Du Moyen Âge, le professeur en vient à Descartes. Le « cavalier français » est omniprésent dans l’œuvre du Souabe, l’explication avec lui est permanente. Aussi les pages du cours largement centrées sur le commentaire des Méditations métaphysiques ne présentent-elles pas de « surprise », pour reprendre le mot de Jean-François Courtine. Elles se tiennent entre deux affirmations : 1. avec le « sujet » cartésien, « un nouveau commencement, un nouveau point de départ » est donné à la philosophie ; 2. il s’agit d’un « ratage de la question ontologique fondamentale qui lui est relative. […] Ratage, c’est-à-dire que l’on demeure au stade de l’Antiquité, reprise de l’ontologie scolastique et antique. La res cogitans (« d’un cogito sum tout simplement évident et formel « ) perd le Dasein, dont le sens d’être reste fondamentalement indéterminé ». 

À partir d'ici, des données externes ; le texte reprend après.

PR #3172, opened 2020-11-26
fix(frontend): pretty print documents

UnbearableBear:
✨

### DIFF
--- a/packages/code-du-travail-frontend/src/common/Answer.js
+++ b/packages/code-du-travail-frontend/src/common/Answer.js
@@ -126,4 +126,7 @@ const ShareContainer = styled(Container)`
   @media (max-width: ${breakpoints.mobile}) {
     justify-content: flex-start;
   }
+  @media print {
+    display: none;
+  }
 `;
--- a/packages/code-du-travail-frontend/src/common/Breadcrumbs.js
+++ b/packages/code-du-travail-frontend/src/common/Breadcrumbs.js
@@ -53,6 +53,9 @@ const { breakpoints, fonts, spacings } = theme;
 
 const Nav = styled.nav`
   margin-bottom: ${spacings.small};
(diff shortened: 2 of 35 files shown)


packages/code-du-travail-frontend/src/common/Breadcrumbs.js
```diff
@@ -53,6 +53,9 @@ const { breakpoints, fonts, spacings } = theme;
 
 const Nav = styled.nav`
   margin-bottom: ${spacings.small};
+  @media print {
```
lionelB, line 56: I find it could be useful to have the breadcrumbs printed

packages/code-du-travail-frontend/src/common/Answer.js
```diff
@@ -126,4 +126,7 @@ const ShareContainer = styled(Container)`
   @media (max-width: ${breakpoints.mobile}) {
     justify-content: flex-start;
   }
+  @media print {
```
lionelB, line 129: do you need to remove it since it's also hide in the `<Share Component />` ?

packages/code-du-travail-frontend/src/common/Breadcrumbs.js
UnbearableBear: I think breadcrumbs has a navigation purpose mostly. There already is the main theme displayed, in the printed document, just above the title

packages/code-du-travail-frontend/src/common/Answer.js
UnbearableBear: In the two used, one has a text inside so I'd say yes. Plus it's safer for the print layout too

lionelB (approved):

virginielastisneres (approved):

Martin Heidegger | Histoire de la philosophie. De Thomas d’Aquin à Kant.
Baruch de Spinoza (1632-1677) © Domaine public

La vraie « surprise » vient des pages consacrées à Spinoza. Le polisseur de verres est un des grands absents du dialogue pensant de Heidegger avec les philosophes. Les commentaires des propositions de l’Éthique et l’analyse des concepts de substance, d’attribut et de mode en sont d’autant plus précieux. On comprend pourquoi Spinoza ne symbolise pas, dans la vision heideggérienne de l’histoire de la métaphysique, une étape cruciale : « la systématisation du tout de l’étant au sens de l’idée grecque d’être [y] atteint sa forme la plus extrême ». Bien que soit affirmée dans l’introduction du cours « l’importance » de Spinoza, « en vertu de son rapport à Descartes, mais également de la tradition théologique particulière dont il est issu – philosophie de la religion et scolastiques judaïques – qui recoupent les mêmes fondements », il demeure le penseur de l’être identifié à la substance. 

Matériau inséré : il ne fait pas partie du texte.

PR #3190, opened 2020-12-02
fix(ci): allow manual web trigger

revolunet:
According to https://docs.gitlab.com/ee/ci/yaml/#common-if-clauses-for-rules we need `web` source to allow manual trigger from GitLab UI


UnbearableBear (approved):
thanks !

PR #3231, opened 2021-01-05
DO NOT MERGE - DO NOT DELETE 

UnbearableBear:
This branch serves for display / validation purposes


packages/code-du-travail-api/src/server/routes/items/searchBySourceSlug.elastic.js
```diff
@@ -15,7 +15,9 @@ function getSearchBody({ source, slug }) {
       "icon", // outils
       "id",
       "notaHtml",
-      "metaDescription", // dossiers
+      "metaDescription",
+      "populars", // dossiers
```
lionelB, line 19: can you add them to the elastic mappings to ?

packages/code-du-travail-frontend/pages/dossiers/[slug].js
```diff
@@ -46,50 +47,44 @@ function DossierThematique({ dossier }) {
...
-              ))}
-            </Select>
-          </SelectWrapper>
         </Container>
         <MainContainer>
           <FixedWrapper>
             <NavTitle>Sommaire</NavTitle>
             <TableOfContent
-              ids={sortedCategories.map((category) => category.id)}
+              contents={sections.flatMap(({ label, categories }) => [
```
Comment (lionelB) [inline packages/code-du-travail-frontend/pages/dossiers/[slug].js:57]: can you explain the difference with map here, not sure to understand

packages/code-du-travail-frontend/pages/dossiers/[slug].js
```diff
@@ -46,50 +47,44 @@ function DossierThematique({ dossier }) {
...
-                        <DossierLink {...ref} />
-                      </Li>
-                    ))}
-                  </StyledFlatList>
-                </StyledWrapper>
-              ))}
+            {populars.length > 0 && (
+              <PopularWrapper variant="light">
+                <IconStripe centered icon={icons["Populars"]}>
+                  <Title as="h3" stripe="none" id="populaires">
```
Comment (lionelB) [inline packages/code-du-travail-frontend/pages/dossiers/[slug].js]: I think it could be h2, too

packages/code-du-travail-frontend/pages/dossiers/[slug].js
```diff
@@ -106,16 +101,39 @@ DossierThematique.getInitialProps = async ({ query: { slug } }) => {
...
+      )}
+      <StyledFlatList>
+        {visibleRefs.map((ref) => (
+          <Li key={ref.url || ref.externalUrl}>
+            <DossierLink {...ref} />
+          </Li>
+        ))}
+      </StyledFlatList>
+      {!areAllVisible && refs.length > 4 && (
+        <SeeMore small variant="flat" onClick={() => setAllVisible(true)}>
```
Comment (lionelB) [inline packages/code-du-travail-frontend/pages/dossiers/[slug].js]: I guess the`<ViemMore />` component does not fit the case.

lionelB (approved):
Just few comments, but nice work btw !

packages/code-du-travail-frontend/pages/dossiers/[slug].js
Comment (UnbearableBear) [reply packages/code-du-travail-frontend/pages/dossiers/[slug].js:57]: `TableOfContent` takes a flat array, without the flat map we would return an arrray of arrays each containing several objects that could have a label key, an id key, or none.

packages/code-du-travail-frontend/pages/dossiers/[slug].js
Comment (UnbearableBear) [reply packages/code-du-travail-frontend/pages/dossiers/[slug].js]: Do you prefer that I call it `SeeAll` ? It's only a `Button` so not sure I understand

packages/code-du-travail-frontend/pages/dossiers/[slug].js
Comment (UnbearableBear) [reply packages/code-du-travail-frontend/pages/dossiers/[slug].js:57]:
```
type Section = {
  label?: string,
  categories: {
    id: string
  }[],
};

type Contents = {label?: string, id?:string};

const sections : Section[] = [{label:"youhou", categories: [{id: "gdgfzga"}]}];

const contents : Contents[] = sections.flatMap(({ label, categories }) => [
  { label },
  ...categories.map((category) => ({
    id: category.id,
  })),
]);
```
You can check with this in the TS Playground by replacing flatMap with map

Comment (lionelB) [reply packages/code-du-travail-frontend/pages/dossiers/[slug].js:57]: thanks it's perfect !

packages/code-du-travail-frontend/pages/dossiers/[slug].js
Comment (lionelB) [reply packages/code-du-travail-frontend/pages/dossiers/[slug].js]: Sorry I forget to quote `jsx`
I was refering to the `<ViewMore />` component  which handle "view more" list

Comment (UnbearableBear) [reply packages/code-du-travail-frontend/pages/dossiers/[slug].js]: I completly forgot that one ! Maybe that I should add it to the UI lib ?

Comment (lionelB) [reply packages/code-du-travail-frontend/pages/dossiers/[slug].js]: yes why not :)

lionelB:
closed since elasticsearch index goes away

Le Leibniz que commente ensuite Heidegger va devenir un témoin qui suivra tout le développement de la pensée du Souabe. Pour l’heure, il tient à « déterminer de façon plus précise la structure monadologique de la substantialité ». Il reviendra plus longuement au Lipsien dès 1928 avec un cours (Les fondements métaphysiques de la logique à partir de Leibniz, tome 26, non encore publié en français). L’enseignement du semestre, ne pouvant qu’esquisser la réflexion sur Kant dans les suppléments, s’achève par un examen de la pensée de Christian Wolff et de Christian August Crusius. Ces deux auteurs, le deuxième moins connu que le premier, sont importants dans la mesure où leurs œuvres vont structurer l’enseignement européen de la philosophie. Ici, ils servent surtout d’introduction à la pensée de Kant. 

Heidegger, avec ce cours et dans beaucoup d’autres, aura donc montré comment « l’histoire de la philosophie » appartient à la philosophie ; « elle n’est pas un quelconque appendice qui peut fournir à l’occasion matière à l’examen » (voir Les problèmes fondamentaux de la phénoménologie, le cours qui suit immédiatement celui qui nous occupe, p. 41-42 de la traduction française). Et il aura montré que cette histoire ne peut passer que par une réappropriation déconstructrice (et non destructrice) de la tradition.